Sugar Cookie Cheesecake
This sugar cookie cheesecake is a festive holiday dessert that combines a buttery sugar cookie crust, creamy cheesecake filling with hidden sugar cookie dough balls, and a smooth white chocolate ganache topping. It’s the perfect blend of nostalgic cookie flavor and indulgent cheesecake richness.
- Prep Time: 60 minutes
- Cook Time: 90 minutes
- Total Time: 150 minutes
- Yield: 16 slices
- Category: Dessert
- Method: Baked
- Cuisine: American
- Diet: Vegetarian
Ingredients
- 1 ¾ cups all-purpose flour
- ½ tsp baking soda
- ½ tsp salt
- ¾ cup unsalted butter, room temperature
- 1 cup white granulated sugar
- 1 tsp pure vanilla extract
- 1 large egg, room temperature
- 1 egg yolk, room temperature
- ⅓ cup Christmas sprinkles (jimmies)
- 1 ½ cups all-purpose flour (for dough balls, heat-treated)
- ½ tsp salt (for dough balls)
- ½ cup unsalted butter, room temperature (for dough balls)
- 1 cup white granulated sugar (for dough balls)
- 1 tsp pure vanilla extract (for dough balls)
- 3 tbsp milk
- ½ cup Christmas sprinkles (jimmies, for dough balls)
- 24 oz cream cheese, room temperature
- ¾ cup white granulated sugar (for cheesecake)
- ½ cup sour cream or Greek yogurt
- ¼ cup heavy cream
- 1 tsp pure vanilla extract (for cheesecake)
- 4 large eggs, room temperature
- ¾ of prepared sugar cookie dough balls
- 1 cup white chocolate chips
- ⅓ cup heavy cream (for ganache)
Instructions
- Preheat oven to 350°F. Grease a 9-inch springform pan, line with parchment paper, and grease again.
- In a bowl, whisk together 1¾ cups flour, ½ tsp baking soda, and ½ tsp salt.
- In another bowl, beat ¾ cup butter and 1 cup sugar on high for 2 minutes. Add 1 tsp vanilla, 1 egg, and 1 egg yolk; mix until combined.

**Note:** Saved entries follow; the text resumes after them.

PR #7999, opened 2026-03-12
fix: replace invalid anchor with button in PageLinks

### LINKED ISSUE #7998: Accessibility: invalid <a> element without href in PageLinks.jsx
In PageLinks.jsx, the "Print this page" action is rendered as an <a> element without an href.

Using an anchor without an href creates invalid link semantics and can cause accessibility and keyboard navigation issues.

Expected behavior:
Interactive actions that do not navigate should use a <button> element instead of <a>.

Possible fix:
Replace the <a> element with <button type="button"> while preserving the existing styling and click behavior.

mr-baraiya:
Fixes #7998

In `PageLinks.jsx`, the **"Print this page"** action was rendered as an `<a>` element without an `href`, which creates invalid link semantics and may cause accessibility and keyboard navigation issues.

This PR replaces it with a semantic `<button type="button">` while preserving the existing styling and behavior.

### DIFF
--- a/src/components/PageLinks/PageLinks.jsx
+++ b/src/components/PageLinks/PageLinks.jsx
@@ -26,9 +26,9 @@ export default function PageLinks({ page = {} }) {
         Edit this page
       </a>
       <Separator />
-      <a className={classes} onClick={_handlePrintClick}>
+      <button type="button" className={classes} onClick={_handlePrintClick}>
         Print this page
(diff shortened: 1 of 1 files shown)


alexander-akait:
@mr-baraiya Please in future feel free to send a PR straight away if you found a bug, need to create issues because it is more like spam

PR #8002, opened 2026-03-12
Enhancement: Add fallback for missing SVG Rendering in SplashViz.jsx

rahul-kr-rai:
**Summary**

This PR adds null/undefined checks with a fallback message for SVG rendering in the `SplashViz.jsx` component. It ensures that if `HomeSVG.body` is missing, the component will not break and instead display a clear fallback.

**Enhancement:** improves resilience and user feedback in case of missing SVG data.

No

No

**Use of AI**
GitHub Copilot

### DIFF
--- a/src/components/SplashViz/SplashViz.jsx
+++ b/src/components/SplashViz/SplashViz.jsx
@@ -26,7 +26,9 @@ export default class SplashViz extends Component {
         </h1>
         <div
           className="splash-viz__modules"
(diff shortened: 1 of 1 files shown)


rahul-kr-rai:
Fair point! Since it's a static import, the build process would catch any missing assets anyway. I'll revert this to keep the code lean.

alexander-akait:
Let's close because we don't need it, we can revisit this in future if we will have situations when we don't have content

PR #8004, opened 2026-03-13
docs: clarify emit hook usage in writing-a-plugin guide

raj-sapalya:
This PR adds a clarification note to the "Writing a Plugin" guide.
Some examples in the guide use the `emit` hook for simplicity.
However, modern Webpack plugins often use `compilation.hooks.processAssets`
for asset processing.
This note helps readers understand the modern approach without modifying
the existing example code.


raj-sapalya:
> We should fix it and use `processAssets` in guides

Thanks for the review! I'll update the example to use `processAssets` instead of `emit` and push the changes.

Issue #286, opened 2015-06-29
docker::run { restart => anything } should use title for container name


jstangroome:
If any value is specified for the `restart` parameter of the `docker::run` class then the sanitised title is used for the CID file but it should also be used as the container name, potentially based on whether the `use_name` parameter has also been set.

garethr:
I think this is now fixed. If you still see the problem let me know and I'll delve in. `use_name` is no-longer required which simplifies some of the usage here.

PR #287, opened 2015-06-29
Set the container name if the `restart` parameter is specified.

jstangroome:
And also the `use_name` parameter is true. Refs #286.


jstangroome:
@garethr I've merged latest, resolved the conflict and added a test for the new logic. Please review.

garethr:
@jstangroome apologies for taking a while to get back to you on this issue. As of the latest release `use_name` is no longer required, in fact it issues a deprecation notice. So this issue should be resolved all being well. Thanks for submitting anyhow.

PR #290, opened 2015-07-02
Added Docker-compose

scotty-c:
Good morning Gareth,

Here is the re write for docker-compose functionality. I have added a few more features and cleaned up the provider


radiumx3:
ETA ?

scotty-c:
Moving to Docker-compose branch

PR #291, opened 2015-07-02
Fix when running=false : do not start the docker image on docker restart

ziporah:
When performing a systemctl restart docker, all images even the ones
with running=false are being started. This is unexpected behaviour.
The systemctl restart is needed when using docker in combination with
firewalld. After every firewalld restart, docker needs a restart in
order to make sure the containers keep working. The problem is fixed by
disabling the specific container in systemd. This makes sure the container isn't
respawned at a systemctl docker restart.

### DIFF
--- a/manifests/run.pp
+++ b/manifests/run.pp
@@ -178,28 +178,40 @@ define docker::run(
       mode    => $mode,
     }
 
-    # Transition help from moving from CID based container detection to
-    # Name-based container detection. See #222 for context.
-    # This code should be considered temporary until most people have
-    # transitioned. - 2015-04-15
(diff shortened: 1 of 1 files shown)


garethr:
@ziporah thanks for spotting this. A related PR just made this more configurable, but unfortunately this PR no-longer merges cleanly into master. If you could rebase I'll get this merged in.

Also note that running could also be stopped as well as false, so probably best to check for that as well.
https://docs.puppetlabs.com/references/latest/type.html#service-attribute-ensure

ziporah:
@garethr I fixed the conflicts and the code can be merged now with master.
The running = stopped or running = running  value can not be set with the current code base, this needs refactoring of the validation as well. If all works fine, I will add this later in another PR

PR #297, opened 2015-07-13
Add wrapper for docker run commands

claytononeill:
This adds a new defined type that follows the pattern that the
docker::run defined type has already set out.  Instead of generating an
init script, it generates a shell wrapper to run a command via docker
run.  By default, the container it is run in will be unnamed and deleted
after the command exists.  This can is useful when converting existing
tools from packages to docker containers since it can allow them to
continue running the same commands via the generated wrappers.

### DIFF
--- a/lib/puppet/parser/functions/docker_run_flags.rb
+++ b/lib/puppet/parser/functions/docker_run_flags.rb
@@ -48,6 +48,14 @@ module Puppet::Parser::Functions
       flags << '-t'
     end
 
+    if opts['rm']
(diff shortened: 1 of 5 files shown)


dvorak:
Updated against latest master and now passes CI for the PR's 1 year anniversary!  @garethr can you take a look at this?

claytono:
Going to close this.  We're no longer using this module and it seems Gareth is busy with other things.  Someone else can resubmit if they need it.

PR #298, opened 2015-07-14
Install net-tools package where needed in tests

DavidS:


DavidS:
This is the same problem as https://github.com/puppetlabs/puppetlabs-postgresql/pull/651

PR #299, opened 2015-07-15
Supporting Ubuntu 15.04 and removing direct apt include

narkisr:
This pull request enables systemd for Ubuntu 15.04 and removes the direct include of apt (thus preventing collisions with other modules)

Thanks


garethr:
Thanks for looking at this. I'm afraid the unit tests fail due to the removal of apt.

The use of include should mean this doesn't clash with other modules? That's the canonical usage of include https://docs.puppetlabs.com/puppet/latest/reference/lang_classes.html#using-include

If you're having an issue with that if you could provide a simple test case?

If you want to submit the support 15.04 support in a sepaate PR that might be advisable? If you could update the unit tests as well to verify that too. The [Contributing](https://github.com/garethr/garethr-docker/blob/master/CONTRIBUTING.md) guide has some info but feel free to ask any questions too.

narkisr:
The main issue I had with include apt was that using an apt class with custom parameters in other modules caused a collision with the include.

Any case ill separate the 15.04 from the apt include removal

narkisr:
Any idea on how I can remove the commit without creating a new pull request?

garethr:
`git rebase` is your friend here. Spefically do an interactive rebase and then force push the resulting changes to your branch. Something like

```
git rebase -i HEAD~2
<delete the line for the commit you want to remove>
git push origin <branch-name> --force
```

narkisr:
Ok, just did (usually rebasing published commits isn't recommended but on this case it makes sense)

Thanks

narkisr:
Any reason why this isn't merged? it makes the module non functional on Ubuntu 15.04

Thanks

garethr:
This should now work in master, which now has proper support for the systemd debian/ubuntu changes and the new packages. Thanks for reporting.

PR #300, opened 2015-07-15
Change docker::registry class to be idempotent

claytononeill:
This reworks the existing docker::registry class to use augeas instead
of the docker login/logout commands.  This resolves an issue with the
existing defined type where the Exec resource would fire on every puppet
run.  The docker command has no current way to determine if you've
already logged into a remote registry, but it stores those credentials
in the ~/.docker/config.json file.  In order to ensure the
~/.docker/config.json file and directory exist, they will be created
with exec resources, but only if they are missing.  This allows
bootstrapping new environments without manual intervention.

### DIFF
--- a/manifests/registry.pp
+++ b/manifests/registry.pp
@@ -1,4 +1,4 @@
-# == Class: docker
+# == Class: docker::registry
 #
 # Module to configure private docker registries from which to pull Docker images
 # If the registry does not require authentication, this module is not required.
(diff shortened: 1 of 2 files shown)


garethr:
While augeus is in the new puppet-agent packages it's an optional install before then, and ensuring that it's available isn't handled here. I've always seen augeas as a bit love it/hate it - so I'm currently unsure about requiring it for this module. I'll have a think, and open to comments here.

dvorak:
The only other way I can think of to solve this idempotently is to use a template, and that's pretty gross, and could potentially damage any non-managed config.son data.  I don't know of any now, but it's a possibility.

dvorak:
@garethr Any more thoughts on this?  It's been outstanding for almost a year now, and I think there is real value in having an idempotent way of handling docker logins.

telegrapher:
Since it seems @garethr was undecided, I'll give my POV.

I work with a private registry, and having it without a password is a big no-no. I use (like a lot of other people) the registry with a reverse proxy in front for SSL+Basic auth.

The only reason why I don't use this module and keep my home-cooked one full of templates is actually that the docker login is not idempotent. 

I keep track of when/why Puppet does changes, and investigate when an "unexpected change" happens. This module would make that way more difficult.

Regarding augeas, it seems a frequent dependency. Probably most of the users have it there already.

walkamongus:
+1 for review

I just ran into this issue as well, although I also wish there was another way besides augeas to solve it.

dvorak:
@walkamongus The goal with using Augeas was to try to not destroy any new (possibly undocumented) config keys that docker might put in this file in the future.  It would certainly be possible to move to using some sort of template if @garethr isn't concerned about that scenario.

jaxxstorm:
Short of another solution, do we think this can be merged? the current behaviour is really annoying :)

claytononeill:
Updated to remove merge conflicts.

claytononeill:
The travis failure is unrelated to my change, and due to the fact the PuppetSyntax check recently changed to be fatal on warnings.  Since there is a Ruby 1.9 deprecation warning, it will always fail on 1.9 until that is addressed.

claytononeill:
@garethr Are there further changes you'd like to see to this?  It seems like a lot of people want something that meets this criteria, even if this implementation might need to be tweaked.

antaflos:
Requiring Augeas is really a trivial price to pay for finally getting this module to work in an idempotent way, especially since idempotency is one of the cornerstones of Puppet itself.

Other, more intrusive and less flexible ways to manage the contents of `~/.docker/config.json` would require something like [Concat](https://forge.puppet.com/puppetlabs/concat) or [Datacat](https://forge.puppet.com/richardc/datacat). Augeas is preferable because it allows to just manage the `auths` section and leaves the user free to manage other aspects of the configuration file manually.

Another way, without Augeas, would be to add an `unless`/`onlyif` clause to the [Exec resource in `docker::registry`](https://github.com/garethr/garethr-docker/blob/master/manifests/registry.pp#L63-L70) that does some `grep` magic on `~/.docker/config.json` to see if the authentication credentials have already been added to the file. This probably requires GNU grep or a grep variant with similar capabilities (like PCRE) to be available. I'll see if I can put together a PR that implements this so we can compare alternatives.

claytononeill:
The original complaint was while augeas is in the puppet-agent packages, it isn't universally available everywhere else.  Now that Puppet 3 is EOL, this seems to no longer be a concern.  I imagine there is someone, somewhere that's using Puppet 4 without the puppet-agent packages but it seems like requiring someone like that to also support augeas if they want to use this login type is a pretty minor requirement.

antaflos:
I agree. FWIW I think this should be merged.

I've had moderate success with an `unless` clause that uses `grep`:

```puppet
$auth_string = base64('encode', "${username}:${password}", 'strict')

...

exec { "${title} auth":
  ...
  unless => "/bin/grep -qPaz '(?s).*\"auths\": {\\n.*\"${server}\": {\\n\\s+\"auth\": \"${auth_string}\"\\n\\s+\"email\": \"${email}\"' ~${local_user}/.docker/config.json"
  ...
}
```

This succeeds in keeping the Exec resource from refreshing but I think Augeas is a much cleaner solution to this and doesn't require GNU grep and complex regular expressions.

One thing I noticed is that the `email` flag/attribute is deprecated and will be removed in Docker 1.13:

> Flag --email has been deprecated, will be removed in 1.13.

You could simplify the Augeas call and just ignore the `email` parameter.

olivierHa:
Hello, Any updates on this subject? This seems stuck for almost 2 years :(

claytono:
We're no longer using this module and it seems Gareth is busy with other things.  Someone else can resubmit if they need it.

telegrapher:
Probably a better place to submit anything will be: https://forge.puppet.com/puppetlabs/docker/readme

PR #301, opened 2015-07-17
Fix memory_limit format on README.md

orifito:
`memory_limit` values must be specified within single quotes


garethr:
@orifito thanks for spotting, much appreciated.

orifito:
@garethr thanks to you for such a great puppet module! :smiley:

PR #302, opened 2015-07-17
fix Debian support 

deric:
* command is called `docker`
 * package is called `lxc-docker`
 * allow changing parameters on any Debian based distro

Current implementation doesn't allow to modify `$package_name` simply by passing different `$package_name_default` on Debian.

### DIFF
--- a/manifests/params.pp
+++ b/manifests/params.pp
@@ -38,18 +38,9 @@ class docker::params {
   $docker_group_default         = 'docker'
   case $::osfamily {
     'Debian' : {
-      case $::operatingsystem {
-        'Ubuntu' : {
-          $package_name   = $package_name_default
-          $service_name   = $service_name_default
-          $docker_command = $docker_command_default
-        }
-        default: {
-          $package_name   = 'docker.io'
-          $service_name   = 'docker.io'
-          $docker_command = 'docker.io'
-        }
-      }
+      $package_name   = $package_name_default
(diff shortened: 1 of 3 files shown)


garethr:
@deric thanks for this. What version of Debian are you testing? And are these the docker inc packages or are these in the main Debian repos?

Note also that `package_name` can be used in the main docker class to override this. Params is basically private as implemented and intended for module level defaults.

Note as well that Docker now have official debian repos so I'm currently in the process of adding proper support for these. At which point I'm hoping to add Debian to the supported list.

deric:
@garethr packages are from docker.io, I've tested this on Wheezy and Jessie (Debian 8). AFAIK there are no Docker packages in Debian upstream.

garethr:
Ah, docker.io is actually deprecated (https://github.com/docker/docker/pull/14920). The good news is new repos are available with full Debian support (http://blog.docker.com/2015/07/new-apt-and-yum-repos). I'm currently working on https://github.com/garethr/garethr-docker/pull/311 which should enable these, and I'll test this out on Debian. Assuming I can get this working I'll add Debian to the acceptance tests too.

garethr:
Thanks for the work on this. I've got Debian supported (both 7.8 and 8.0) on the PR in #311 so I'm going to close this PR. Do try out the work in that PR, which should be merged shortly

PR #304, opened 2015-07-20
add log-driver run option

ryfow:


README.md
```diff
@@ -228,6 +229,9 @@ Specifying `before_stop` will execute a command before stopping the container.
 
 The `depends` option allows expressing containers that must be started before. This affects the generation of the init.d/systemd script.
 
+The `log_driver` option is passed as the --log-driver option to Docker. As of Docker 1.6, `json-file` and `syslog` are
```
garethr: It would be useful to add these as validation rules to the type. What you describe is true of Docker, rather than of the module at present.

garethr:
Hi @ryfow, thanks for adding this. It would be useful to add some basic unit tests (using rspec-puppet) to this PR. These help ensure functionality like this isn't broken in a future release, especially with the large number of contributions. If you need a hand with those let me know, you can find some details in the CONTRIBUTING file too.

garethr:
@ryfow thanks for submitting the PR. Just to note I've merged https://github.com/garethr/garethr-docker/commit/9ed84678aa2e0058a1bbbc86a5b4786adb6997b9 which contains a pretty complete log-driver implementation.

PR #433, opened 2016-02-09
Notify service only if the _manage_service is not undef.

mterzo:


jfarrell:
+1, nice catch @mterzo

PR #436, opened 2016-02-11
Allow to turn of managing `apt` class.

aequitas:


garethr:
The module already has `manage_package` which accomplishes the same thing for the RHEL line, I think rather than add a new param this would be better reusing that one, but expanding it's scope to not just deal with the relationship but the whole repo.

aequitas:
thx for the quick reply, fixed.

PR #437, opened 2016-02-12
Allow overwriting repo_opt with ''

felixb:
Setting it to `undef` makes puppet use the default from `::docker::params`.
This change allows us to set it to `''` instread omit any additional `install_options`.

### DIFF
--- a/manifests/install.pp
+++ b/manifests/install.pp
@@ -69,10 +69,10 @@ class docker::install {
 
   if $docker::manage_package {
 
-    if $docker::repo_opt {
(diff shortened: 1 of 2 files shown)


jfarrell:
+1, looks good

PierreR:
+1 
Actually the default `repo_opt' params won't work in rhel7 and this patch is the only way out of it (at least from my personal experience).

garethr:
@felixb thanks for the fix. I'll have a think about a nicer interface for this, but for now this solves the problem. Much appreciated.

PR #441, opened 2016-02-12
Add manager flag for docker-storage-setup

jfarrell:
Fixes a race condition with docker-storage-setup sysconfig template, the
package and its service. Docker-storage-setup depends on sysconfig/docker-storage
and sysconfig/docker-storage-setup files to be in place before it runs. By default
it runs as a service before the docker service starts. Currently there is an
ordering issue because the docker-storage-setup service is not being managed by
the docker::service class but the sysconfig file is, this causes the
docker-storage-service to not startup.


garethr:
Thanks. Travis hit issues for this, although again only under some runtimes.

```
The parameter 'storage_config' is declared more than once in the parameter list at /home/travis/build/garethr/garethr-docker/manifests/service.pp:97:3
The parameter 'storage_config_template' is declared more than once in the parameter list at /home/travis/build/garethr/garethr-docker/manifests/service.pp:98:3
```

jfarrell:
sorry @garethr, missed that in the rebase. fixed now

jfarrell:
@garethr, patch updated against master and all tests passing

eperdeme:
How come this did not get merged in? It seems required when I look at it as unless I reboot after the puppet run docker-storage-setup never starts

jfarrell:
we where using this patch in production for months and can confirm that it does take care of the issue you are talking about. We have now switched over to using overlay and since this had not been merged and fell through the cracks I closed it due to no longer needing it and would not be rebasing it to keep current. Please feel free to take it over, rebase and resubmit the patch

jfarrell:
docker-storage-setup should also not be required in install.pp as a default for rhel systems if this flag is not in use, but thats a minor detail that had been missed in my initial pull request

Issue #401, opened 2016-01-05
resource cycles


bulemoon:
When I followed the step on https://github.com/garethr/puppet-docker-swarm-example. It had ''Resource Cycles" issue as following.
digraph Resource_Cycles {
  label = "Resource Cycles"
"Exec[docker-systemd-reload]" -> "Service[docker-swarm]" -> "Docker::Run[swarm]" -> "Docker::Run[swarm-manager]" -> "File[/etc/systemd/system/docker-swarm-manager.service]" -> "Exec[docker-systemd-reload]"
}

I just run swarm-manager and swarm and don't use docker class.

PR #443, opened 2016-02-16
Fix dependency cycle with docker::run

ayohrling:
The docker::run command when using systemd notifies the exec for
reload, but then the service requires this exec. If you have multiple
runs, this creates a dependency cycle. I added a new exec based on the
sanitised title of the run so sure it wastes cycles reloading multiple
times, but it doesn't fail.

This addresses #401

### DIFF
--- a/manifests/run.pp
+++ b/manifests/run.pp
@@ -326,8 +326,14 @@ define docker::run(
         }
       }
       if $uses_systemd {
-        File[$initscript] ~> Exec['docker-systemd-reload']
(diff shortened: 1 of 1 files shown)


garethr:
@ayohrling thanks, good sleuthing.

zhifengMaBeijing:
Hi garethr, 

which version will deliver this fix?

regards,
Zhifeng

garethr:
@zhifengMaBeijing this has been released in 5.2.0

PR #445, opened 2016-02-21
allow to define default extra_systemd_parameters

madddi:
Allows to define systemd unit parameters for all docker::run defines.


garethr:
@madddi mmm, I'm not sure about this. It couples the `run` resource to the `docker` class. At the moment you can use `run` independently. I wonder if a better approach is resource defaults? Worth having a think about.

madddi:
@garethr Yes, until recently I wasn't aware of resource defaults.

Let's keep `docker::run`independent.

- Add dry ingredients and mix on low until just combined. Stir in ⅓ cup sprinkles.
- Press dough into the bottom of the springform pan. Bake for 30 minutes or until golden. Cool.
- Place 1½ cups flour on a baking sheet and bake at 350°F for 5 minutes. Cool completely.
- In a bowl, mix flour and ½ tsp salt for dough balls. Beat ½ cup butter and 1 cup sugar until fluffy. Add 1 tsp vanilla and 3 tbsp milk. Mix in dry ingredients and ½ cup sprinkles.
- Roll dough into small balls (nickel-sized) and freeze for at least 15 minutes.
- Reduce oven to 325°F. Boil water for water bath.
- In a bowl, beat 24 oz cream cheese and ¾ cup sugar for 2 minutes. Add ½ cup sour cream, ¼ cup heavy cream, and 1 tsp vanilla. Mix until smooth.
- Add 4 eggs one at a time on low speed until just combined. Fold in ¾ of the frozen dough balls.
- Pour batter over cooled crust. Use a water bath (either foil-wrap or cake pan method). Bake for 90 minutes until edges are set and center slightly jiggles.
- Turn off oven, crack door, and cool cheesecake for 30 minutes. Remove and cool completely on a rack. Cover and refrigerate at least 6 hours or overnight.
- Heat ⅓ cup cream until steaming. Pour over 1 cup white chocolate chips. Wait 2 minutes, stir until smooth. Microwave in 20-second bursts if needed.
- Pour ganache over chilled cheesecake. Freeze for 10 minutes to set.
- Top with remaining cookie dough balls and sprinkles before serving.
Notes
- Freeze dough balls at least 15 minutes so they hold their shape in the cheesecake.
- Use only jimmie-style sprinkles; nonpareils may bleed color.
- Ensure all dairy ingredients are at room temperature for smooth mixing.
- The water bath prevents cracks—don’t skip it.
- Cheesecake is best chilled overnight before serving.